_TASK GOAL_: Searching the material below, find each line that includes the word "microbit", and copy it.

◆ ◆ ◆ ◆ ◆

Issue #446, opened 2018-04-19
settings.json on osx?


brjdk:
hi mu developers

new here, new to osx, new to mu and new to micro:bit - so quite new :-)

i have some questions, but i'm not sure where to ask them - please feel free to move them or guide me.
- where do i find the settings.json on osx? i have searched but not found.
- is it possible to disable the warning popup that pops up every time i press flash?
- is it there any keyboard shortcuts for eg. flash?

thanks
Jorgensen

ZanderBrown:
Hello, new people is what we are all about!

Do you know what version of Mu you are using? We've been working on a new version for a couple years now so some things have been implemented just aren't in the codewith.mu download yet..

The folder mu uses for settings.json is inside a hidden directory so your unlikely to find it  by searching

If your version of Mu has the cog icon in the bottom right you can click it to see the logs, near the top you should see the settings path listed

brjdk:
Hi Zander

I downloaded my version (can't figure out how to check the version) from codewith.mu, so i guess its an old version?

but no cog icon.

where do i find the lastest version for osx? 
i can't quite figure this page out 
[https://github.com/mu-editor/mu]

jorgensen

brjdk:
I've just tried download the latest version (v0.9.13) from here [https://github.com/mu-editor/mu/releases](https://github.com/mu-editor/mu/releases), but i don't see a cog in the buttom right corner.

Jorgensen

brjdk:
Thanks Zander - do you know how i download the latest version for osx?

Jorgensen

ZanderBrown:
macOS test packages are available here: http://mu-builds.s3-website.eu-west-2.amazonaws.com/?prefix=osx/ but you may have to try a few to find one that works

Alternatively if you have pip installed you could use `pip3 install mu-editor` in a terminal, there are [tutorials online](http://itsevans.com/install-pip-osx/) for how to install pip

brjdk:
hi zander

i went ahead and tried what you suggested - installed python3 and pip (not really knowing what i was doing). 

then i added install mu-editor, and a lot of packages got downloaded and installed, and then it ended like this 

Successfully built pgzero tornado simplegeneric backcall
[...]

PR #468, opened 2018-05-14
Check for exceptions when trying to check the locale

carlosperate:
Fixes https://github.com/mu-editor/mu/issues/446
Also needed to launch Mu from finder when packaged in an app bundle.


ntoll:
Thanks @carlosperate.

Issue #401, opened 2018-03-22
print Chinese char in jupyter repl work well and could work when run a py with run button


yonghuming:
![image](https://user-images.githubusercontent.com/435079/37758673-fe0b2424-2deb-11e8-87a4-c21bfae38689.png)

ntoll:
Are you using the latest version? I fixed this yesterday! :-)

ntoll:
See latest builds here: http://mu-builds.s3-website.eu-west-2.amazonaws.com/?prefix=windows/

tjguk:
Is it possible that, because we don't write the encoding cookie until we save (and then reload) that Jupyter's complaining? If so, we could (a) add to the new file; or (b) reload when saving so we get it in place

yonghuming:
@ntoll i use windows 10 64bit and when i print chinese it will exit immediately

ntoll:
Please confirm that you are using the *latest* version of Mu: https://s3-eu-west-2.amazonaws.com/mu-builds/windows/mu_2018-03-21_18_47_master_5ef9518_64bit.exe

yonghuming:
yes i am sure,

yonghuming:
# windows 10

ntoll:
OK... so I've managed to re-create a problem. The latest build of Mu fixes your original problem @yonghuming, however, I now see a new problem when running this on Windows (NOTE: it works fine on Linux and OSX -- I've just checked). See the attached screenie... @tjguk it looks like a Windows specific problem relating to `charmap`.  Any ideas..?

![screenshot 2](https://user-images.githubusercontent.com/37602/37763598-7655266c-2db7-11e8-8493-8fb7aecd6d13.png)

NB: I'm using the latest build (referenced in previous comment) on Windows 10 64bit, just like @yonghuming. The code I was running:

```
print("你好")
```

ntoll:
To recreate, copy the `print("你好")` code into a file and run it. Works fine on Linux/OSX.

yonghuming:
bot newest 32 and 64bit mu could not run

yonghuming:
font{
        line-height: 1.6;
    }
    ul,ol{
        padding-left: 20px;
        list-style-position: inside;
    }


    
i have tried but notwork



    
        a#ntes-pcmail-signature-default:hover {
            text-decoration: underline;
            color: #199cff;
            cursor: pointer;
        }
        a#ntes-pcmail-signature-default:active {
            text-decoration: underline;
[...]

PR #471, opened 2018-05-20
Ensure embedded process is run with UTF-8 encoding on stdout/err

tjguk:
This PR -- currently without tests -- addresses issue #401. The stdout encoding defaults to something which couldn't handle the full range of codepoints. Attempting to print, eg, Chinese characters failed noisily with a UnicodeEncodeError.

By setting the PYTHONIOENCODING env var for the process to UTF-8 the bytes are able to be encoded to be picked up by the output handler.

Submitting the PR without tests for now so that it's out there and not going mouldy on my hard disk. Hopefully I'll come back later to test.


ntoll:
Hi @tjguk I fixed/amended the tests. Thanks for the fix!

PR #481, opened 2018-06-09
Fix issue where the margin background doesn't update when theme changes

stestagg:
As per jacobslusser/ScintillaNET#279, scintilla is quite sensitive to when the margin colors are set. 

By moving the call to setMarginsBackgroundColor() after
setLexer(), changing the theme now updates the margin background and foreground colours

An example of current behaviour on mu latest:
screenshot 2018-06-09 at 16 51 09

After this change (on master):
screenshot 2018-06-09 at 16 52 18

(Note, the main editor text color issue is separate)


ntoll:
Great spot @stestagg and thank you for the contribution. :-)

ZanderBrown:
Finally! Been trying to work this out for months

PR #479, opened 2018-06-05
Add french translation

gquintana:

PR #484, opened 2018-06-14
Translateable untitled

ZanderBrown:
Based on a comment by @gquintana in #479 

Okay/Cancel labels are coming from Qt itself, not sure what to do with them


ntoll:
@ZanderBrown I believe Qt's own translation for "Ok/Cancel" should kick in. Thanks for the spot and fix.

Issue #464, opened 2018-05-03
Failing tests still pass AppVeyor builds


carlosperate:
Forgot to commit the tests for my last PR, and the AppVeyor build still passed, so it looks like failures in the tests are not being detected: https://ci.appveyor.com/project/carlosperate/mu/build/1.0.947

I assume AppVeyor expect a non-zero exit code on failure, looking at make.py the pytest return codes are meant to be passed through. I've run a failing test on mac and the terminal does indeed get the right `1` exit code.

@tjguk, if you are not too busy, could you run a failing test on Windows and see what make.py returns? If you have any other thoughts about what might be happening that'd be great as well.

PR #495, opened 2018-06-19
makep.py: Check for return codes

carlosperate:
Fixes https://github.com/mu-editor/mu/issues/464.

check() in make.py wasn't stopping on errors, causing failing builds in AppVeyor to be set as "passed all tests". This PR updates the script to check for the return value of each step in check() and exits early with the correct error code if there is a problem.

### DIFF
--- a/make.py
+++ b/make.py
@@ -166,10 +166,17 @@ def check():
     """Run all the checkers and tests
     """
     print("\nCheck")
-    clean()
-    pyflakes()
-    pycodestyle()
-    coverage()
+    funcs = [
+        clean,
+        pyflakes,
+        pycodestyle,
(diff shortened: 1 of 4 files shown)


tjguk:
LGTM. Thanks for picking this up

ntoll:
@carlosperate the tests fail on appveyor... Care to check what's going on..?

carlosperate:
The tests have been failing for a while, but AppVeyor didn't indicate so because of the issue resolved in the PR.

ntoll:
@carlosperate OK... I'll fix the tests in the morning.

ntoll:
Fixed. Thanks..!

PR #1943, opened 2021-12-22
micro:bit: Update board IDs to support V2.2

microbit-mark:
Add board IDs (9905, 9906) to support [micro:bit interface processor revision V2.2](https://support.microbit.org/support/solutions/articles/19000132336-bbc-micro-bit-v2-interface-processor-change-v2-2-)


carlosperate (approved):
Tested and works great, thanks Mark!

PR #1973, opened 2022-01-05
CI: Update the RaspPi Buster image to latest & add legacy release.

carlosperate:
The Buster "legacy" version (a maintenance-only version released after the Bullseye release) has several changes to the "standard" Raspberry Pi OS Buster, so in case that could affect Mu I've added the "legacy" version as a separate test run.

This PR also updates the "normal" Buster release image.

So "2021-05-28" becomes the last Buster release, and "2021-12-02" the latest buster legacy release.

### DIFF
--- a/.github/workflows/test.yml
+++ b/.github/workflows/test.yml
@@ -94,7 +94,7 @@ jobs:
     runs-on: ubuntu-latest
     strategy:
       matrix:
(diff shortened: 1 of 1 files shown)


carlosperate:
Merging this as it is an improvement to the CI.

Issue #1849, opened 2021-10-07
Status bar language not updated after change in user preference


aroberge:
### What were you trying to do?

Change the language for the UI

### What steps did you take to trigger the issue?

* Changed the language
* Closed Mu and restarted
* Observed the message shown very briefly in the status bar

### What did you expect to happen?

That the message would be shown in the newly selected language

### What actually happened?

It was not:
![image](https://user-images.githubusercontent.com/629698/136400232-71969125-c49c-4708-afdc-c54cd308a1d7.png)

### Operating System Version

Windows 10

### Mu Version

1.1.0.beta.6

### Other Info

This was originally mentioned in a comment for issue #976

devdanzin:
Confirmed. I think it comes from the fact the MOTD list is [populated/localized](https://github.com/mu-editor/mu/blob/master/mu/logic.py#L89) before we do a [`i18n.set_language(self.user_locale)`](https://github.com/mu-editor/mu/blob/master/mu/logic.py#L936). Then we pick a MOTD to display: [`self.show_status_message(random.choice(MOTD), 10)`](https://github.com/mu-editor/mu/blob/master/mu/logic.py#L952.)

It seems to be fixable by having a non-localized MOTD list, then localizing the selected entry:
```diff
-        self.show_status_message(random.choice(MOTD), 10)       
+        self.show_status_message(_(random.choice(MOTD)), 10)    
```

Working on a test and PR.

devdanzin:
I have two different simple fixes ready for this issue and can't decide which one is better. Indeed, it comes from building MOTD before figuring out `user_locale`.

Option 1, it can be solved by localizing a single entry of the MOTD list after `user_locale` is set (as described in previous comment). It removes `_()` (gettext) from a lot of messages, I fear it might be detrimental for the localization workflow.

Option 2, we create a  simple `get_MOTD` function so `_()` (gettext) remains in place but is only evaluated after  `user_locale` is set.

Maybe I should just create two PRs and we can decide, with code to reference?

xbecas:
Just to add that there are at least two other "places" where this happens:

The Modes Dialog and the comment on a blank file - both visible on the following image, where Portuguese sentences are shown with "English" explicitly chosen from language list. 

PS: my W10 OS is in Portuguese.

![image](https://user-images.githubusercontent.com/32622192/156883964-7bc32e7b-4c5b-494e-8ae3-27cbae6c99f5.png)

PR #2017, opened 2022-01-31
Provide a hack for proper locale initialization

CSharperMantle:
This PR is submitted in the hope to resolve mu-editor/mu#2008.

**Background.** The localized strings (especially strings wrapped by a function call of `_("some_str")`) in Mu are generally created and referenced in two ways: 1) via static class or global variables, and 2) via Qt widgets. Some examples of static variables is listed below.

https://github.com/mu-editor/mu/blob/5a5d7723405db588f67718a63a0ec0ecabebae33/mu/logic.py#L89-L101

https://github.com/mu-editor/mu/blob/5a5d7723405db588f67718a63a0ec0ecabebae33/mu/modes/base.py#L192-L210

The latter works perfectly when the locale is changed, as a restart of the app with a call to `editor.restore_session()` is enough to refresh the translations.

However the former one does not work in this way. This behavior is due to the fact that class and global variables are evaluated when their containing scripts are executed. This is well ahead of the time when `editor.restore_session()` refreshes the locale configuration in user settings. Thus these static strings are not loaded properly. This process can be summarized as follows.

1. `app.py` is evaluated. Modules are imported.
2. `logic.py`, `modes/*.py` and so on are evaluated.
3. Static variables are evaluated when the interpreter compiles their definitions. At this time, the locale settings are platform default, which is not consistent with user settings.
4. `app.run()` calls `editor.restore_session()`. The correct locale settings are refreshed into runtime environment.
5. The window is painted and other localized strings are loaded with the correct locale.
6. The inconsistency is observed between strings loaded from static variables and any other ways.

Note that the following lines DO NOT load localized strings as expected since `self.modes[self.mode].code_template` is evaluated when at step 3 aforementioned when the locale settings have not been refreshed from the user settings yet.

https://github.com/mu-editor/mu/blob/5a5d7723405db588f67718a63a0ec0ecabebae33/mu/logic.py#L956-L963

**Solutions.** In order to enforce a refresh before any localized strings are evaluated, the session restoring process is carried out before critical modules are loaded.

https://github.com/CSharperMantle/mu/blob/9a907af9164dee71370ffdd0db016a5325e018d1/mu/app.py#L48-L63

Note that this solution might not be the best one due to significant ugliness it causes. Other solutions might include 1) deferring call to `_("some_str")` to some point after the session is restored, or 2) load all session-related data before any UI-related scripts are evaluated.


xbecas:
Related to #1849 also!

PR #2021, opened 2022-02-02
Improve zh-CN translation

CSharperMantle:
This PR improves zh-CN translation.

**Changes.** These changes focus on correcting two mistakes:
1. Abusive uses of term "micro:bit" when it should be a general "device", and
2. Strange expressions that might confuse readers.


ntoll:
@CSharperMantle many many thanks for your work on the translation. We really appreciate it. I've just started the CI runs and notice that things are broken. Could you please fix the branch..? Perhaps `make check` before pushing changes so you can be sure all the tests are run locally on your machine before CI is run..? Thank you so much.

CSharperMantle:
Hi @ntoll ,

To make sure I am not going down the wrong path, may I ask why do CI workflows complain about “would reformat mu/contrib/uflash.py”? Is that the reason? If yes, I think I haven't changed it in any way.

ntoll:
Hmm.... I've just tried the tests on my local machine and everything passes. Could you perhaps rebase with master and I'll re-run the CI again..? Thank you.

ntoll:
I've rebased with master and created a new PR with your changes... see #2033

PR #2028, opened 2022-02-08
Fix CI due to new versions of black and pytest.

carlosperate:
This PR does two things:
- Set black version upper bound to <22.1.0.
    - Something with the default settings has changed and v22.1.0 makes some code changes that are not compatible with the same default settings from v19.10b0, which we still want to maintain compatibility.
- Fixes a pytest fixture
    - The first argument to skip was incorrectly set, this didn't seem to be a problem before, but pytest v7.0.0 marks the test as a failure.


ntoll:
Thank you!

PR #2033, opened 2022-02-12
Improve zh-CN translation

ntoll:
Based on #2021 but rebased with latest `master`


ntoll:
@CSharperMantle OK... that went green. Merging you work via this rebase. Thank you so much..!

PR #2058, opened 2022-02-22
venv: Add Flask subdependency upper bound limit.

carlosperate:
Currently Flask v1 depends on Jinja v2, which doesn't have an upper bound limit for MarkupSafe, and the latest release of MarkupSafe v2.1 is not compatible with Jinja v2. So we need to add the upperbound here.

https://github.com/pallets/jinja/issues/1585


davidism:
Would it be possible to update to Flask 2+ (and the latest versions of the other Pallets projects as well)? I'm not really clear what they're used for in Mu, but it seems like it might be some sort of project starter. If that's the case, I'd really prefer new users were introduced to supported versions of our libraries.

PR #2084, opened 2022-02-28
Cut off BaseMode workspace_dir extra call

xbecas:
Simplification of `mu/modes/base.py` by moving the logic of the `get_default_workspace()` function into the BaseMode.workspace_dir() method, as it was just redirecting to the above mentioned function.

Note: first very simple PR on real code (not just translation files) to test the whole process!

PS: test `test_ButtonBar_add_action` fails, but was failing before the changes.


xbecas:
Test `test_ButtonBar_add_action` failure could be related to SetupTools version, according to #2091.

xbecas:
> Test `test_ButtonBar_add_action` failure could be related to SetupTools version, according to #2091.

Fixed by downgrading setuptools from  60.9.3 to 56.0.0, using `pip install setuptools==56.0.0`. Now all tests, passed!

carlosperate (approved):
The CI failure is only due to an issue with the very old Pi OS stretch configuration, so it can be ignored.

Code LGTM and manually tested locally as well 👍

Thanks @xbecas!

PR #2131, opened 2022-03-17
add pyproject.toml according to PEP 517

FantasqueX:
According to the [tutorial](https://peps.python.org/pep-0517/#source-trees) of setuptools and [PEP 517](https://peps.python.org/pep-0517/#source-trees), We should add pyproject.toml


FantasqueX:
Is there anyone to review this PR?

PR #2141, opened 2022-03-22
GitHub Action update: Linux Appimage packaging

tmontes:
MOTIVATION:

* After #1863 and #1874, this is the natural next step.

FURTHER WORK:

* We should really use an older Linux distribution here!


tmontes:
NOTES:

* Seems to work: https://youtu.be/3lubhcCAbOw.

NEXT:

* Can we package it under CentOS 7?

carlosperate (approved):
Let's merge it! 👍

PR #2216, opened 2022-05-09
WIP: Space in name

tjguk:
Trying to reproduce / test the frequent bug on Windows where it fails when there's a space in the username and a file which shadows the first element of the name (typically left over from a badly-behaved installer),

eg "c:\users\tim golden\...\mu" shadowed by "c:\users\tim" which is actually a log file


tjguk:
The intention is to use the Win32 [GetShortPathName](https://docs.microsoft.com/en-us/windows/win32/api/fileapi/nf-fileapi-getshortpathnamew) API for pip operations which will remove spaces from the name

tjguk:
The current state is that it's trying -- and failing -- to fail a test by injecting a path with a space

tjguk:
Trying very hard to get a reproducible here. One point is that it _only_ fails when the space is in the _username_ (ie the part immediately after `c:\users`), not in some other part of the path. Which makes it hard to reproduce, not least because that directly is admin-only, so not easy/possible to ad hoc create a "blocking" file.

tjguk:
Tried to work around by applying `GetShortPathName` to the pip executable: no joy. Still reports "Unable to run <full long name>" so, presumably Windows is LongName-ing it behind the scenes

tjguk:
Superseded by #2259

PR #2086, opened 2017-01-30
Using hooks together in content manager

dmvieira:
This is important because other hooks can be implemented following same guidelines

I believe that these hooks are important for simple customizations:

* pre_get_hook
* post_get_hook
* pre_delete_hook
* post_delete_hook
* pre_update_hook
* post_update_hook

I don't know if this is the best place to implement hooks, but I see that pre and post save hooks were implemented

### DIFF
--- a/notebook/services/contents/filemanager.py
+++ b/notebook/services/contents/filemanager.py
@@ -19,9 +19,8 @@ from .filecheckpoints import FileCheckpoints
 from .fileio import FileManagerMixin
 from .manager import ContentsManager
 
-from ipython_genutils.importstring import import_item
-from traitlets import Any, Unicode, Bool, TraitError, observe, default, validate
-from ipython_genutils.py3compat import getcwd, string_types
+from traitlets import Unicode, Bool, TraitError, observe, default, validate
+from ipython_genutils.py3compat import getcwd
 
 from notebook import _tz as tz
 from notebook.utils import (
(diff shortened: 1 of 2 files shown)


notebook/services/contents/filemanager.py
```diff
@@ -94,43 +93,6 @@ def _update_save_script(self):
...
-        if not callable(value):
-            raise TraitError("post_save_hook must be callable")
-        return value
-
-    def run_post_save_hook(self, model, os_path):
-        """Run the post-save hook if defined, and log errors"""
-        if self.post_save_hook:
-            try:
-                self.log.debug("Running post-save hook on %s", os_path)
-                self.post_save_hook(os_path=os_path, model=model, contents_manager=self)
```
minrk: post_save hook was declared here because the signature requires that the result be a file on disk. The higher-level manager doesn't have a notion of `os_path`, so the same post_save hook doesn't make sense.

minrk:
The best place to implement code at most of these stages is in subclassed ContentsManagers, which is why we don't have these hooks defined. Subclasses can make more assumptions about their storage mechanism than the base classes, as indicated by the fact that only the FileContentsManager has a post_save hook, not the general base class.

notebook/services/contents/filemanager.py
dmvieira: ok, but save method has a model and path to be implemented:

`def save(self, model, path):`

Couldn't we find a way to do generic triggers for content manager?

dmvieira:
So, hooks are not a project aim?

notebook/services/contents/filemanager.py
takluyver: The `path` there is an API path, which the file manager has to translate into an OS path. Another file manager implementation might, for instance, store contents in a database, so it doesn't have a filesystem path.

dmvieira:
I think your hooks are under construction, so I'm following @minrk considerations doing my own subclass with these hooks: https://github.com/globocom/jupyterhub_hook_filemanager

I'm trying to follow **pre_save** and **post_save** patterns

Thx guys!

notebook/services/contents/filemanager.py
dmvieira: yes, but it has a path and the hook could ignore path type (filesystem, database, etc).

takluyver: The point of `post_save_hook` is that it can do something with the data that was just saved, though. To do that, it needs to access the filesystem/database/whatever. FileContentsManager's post_save_hook is passed the OS path so that it can do things with files.

dmvieira:
Closing here because I solve my problem and hooks are not full defined

PR #2091, opened 2017-01-31
fix and tests for the issue related with the trailing slash using 'nbextension install'

### LINKED ISSUE #2069: Errors on 'Custom front-end extensions' docs
Hi all,

Reference: http://jupyter-notebook.readthedocs.io/en/latest/extending/frontend_extensions.html#custom-front-end-extensions

I'm updating some of my stuff and I was re-reading some docs. When I arrive to this [example](http://jupyter-notebook.readthedocs.io/en/latest/extending/frontend_extensions.html#defining-and-registering-your-own-actions) I think there are some issues:

* In the line below I think `name` should be `action_name`:

```javascript
        var full_action_name = Jupyter.actions.register(action, name, prefix); // returns 'my_extension:show-alert'
```

* Also, the line above in conjunction with the line below are not adding the action and the button:

```javascript
        Jupyter.toolbar.add_buttons_group([full_action_name]);
```

I had to modify this:

```javascript
    function load_ipython_extension() {

        var handler = function () {
            alert('this is an alert from my_extension!');
        };

        var action = {
            icon: 'fa-comment-o', // a font-awesome class used on buttons, etc
            help    : 'Show an alert',
            help_index : 'zz',
            handler : handler
        };
        var prefix = 'my_extension';
        var action_name = 'show-alert';

        var full_action_name = Jupyter.actions.register(action, name, prefix); // returns 'my_extension:show-alert'
        Jupyter.toolbar.add_buttons_group([full_action_name]);
    }
```
with
```javascript
    function load_ipython_extension() {

        var handler = function () {
            alert('this is an alert from my_extension!');
        };

//        var action = {
//            'icon': 'fa-comment-o', // a font-awesome class used on buttons, etc
//            'callback' : handler,
//            'label': 'Kaka kaka kaka',
//            'id': 'idKaka'
//        };
//        var prefix = 'my_extension';
//        var action_name = 'show-alert';

//        var full_action_name = Jupyter.actions.register(action, action_name, prefix); // returns 'my_extension:show-alert'
//        Jupyter.toolbar.add_buttons_group([{full_action_name}]);
        Jupyter.toolbar.add_buttons_group(
              [{
                  'icon': 'fa-comment-o',
                  'callback' : handler,
                  'label': 'Kaka kaka kaka',
                  'id': 'idKaka'
              }]
        );
    }
```
to make it work.

Also, in this [section](https://github.com/jupyter/notebook/blob/master/docs/source/extending/frontend_extensions.rst#installing-and-enabling-extensions), this line:

`jupyter nbextension install path/to/my_extension/ [--user|--sys-prefix]`

should be:

`jupyter nbextension install path/to/my_extension [--user|--sys-prefix]`

i.e., without the final '/' in the path.

I can prepare a quick PR to solve these issues in case I'm not wrong.

kikocorreoso:
closes #2069

It seems there is a problem when one wants to install a nbextension contained in a folder. This:

`jupyter nbextension install my_extension/ --sys-prefix`

Installs the content of the `my_extension/` folder but not the folder itself. It is prone to overwrite other files already present in the `nbextensions` folders.

With this PR, the next two lines would be similar:

`jupyter nbextension install my_extension/ --sys-prefix`
`jupyter nbextension install my_extension --sys-prefix`

And the instructions [here](https://jupyter-notebook.readthedocs.io/en/latest/extending/frontend_extensions.html#installing-and-enabling-extensions) would behave correctly.

### DIFF
--- a/notebook/nbextensions.py
+++ b/notebook/nbextensions.py
@@ -165,7 +165,7 @@ def install_nbextension(path, overwrite=False, symlink=False,
         full_dest = None
     else:
         if not destination:
-            destination = basename(path)
+            destination = basename(normpath(path))
         destination = cast_unicode_py2(destination)
         full_dest = normpath(pjoin(nbext, destination))
         if overwrite and os.path.lexists(full_dest):
--- a/notebook/tests/test_nbextensions.py
+++ b/notebook/tests/test_nbextensions.py
@@ -179,10 +179,13 @@ class TestInstallNBExtension(TestCase):
         self.assert_installed(self.files[-1])
     
     def test_single_dir_trailing_slash(self):
-        d = [u'∂ir/', u'∂ir\\']
-        for dest in d:
-            install_nbextension(pjoin(self.src, dest))
-            self.assert_installed(self.files[-1])    
+        d = u'∂ir/'
+        install_nbextension(pjoin(self.src, d))
+        self.assert_installed(self.files[-1])
+        if os.name == 'nt':
+            d = u'∂ir\\'
+            install_nbextension(pjoin(self.src, d))
+            self.assert_installed(self.files[-1])
 
     def test_destination_file(self):
         file = self.files[0]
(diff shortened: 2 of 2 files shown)


takluyver:
Thanks, this looks good to me.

◆ ◆ ◆ ◆ ◆

_ANSWER TO THIS TASK_:
microbit-mark:
Add board IDs (9905, 9906) to support [micro:bit interface processor revision V2.2](https://support.microbit.org/support/solutions/articles/19000132336-bbc-micro-bit-v2-interface-processor-change-v2-2-)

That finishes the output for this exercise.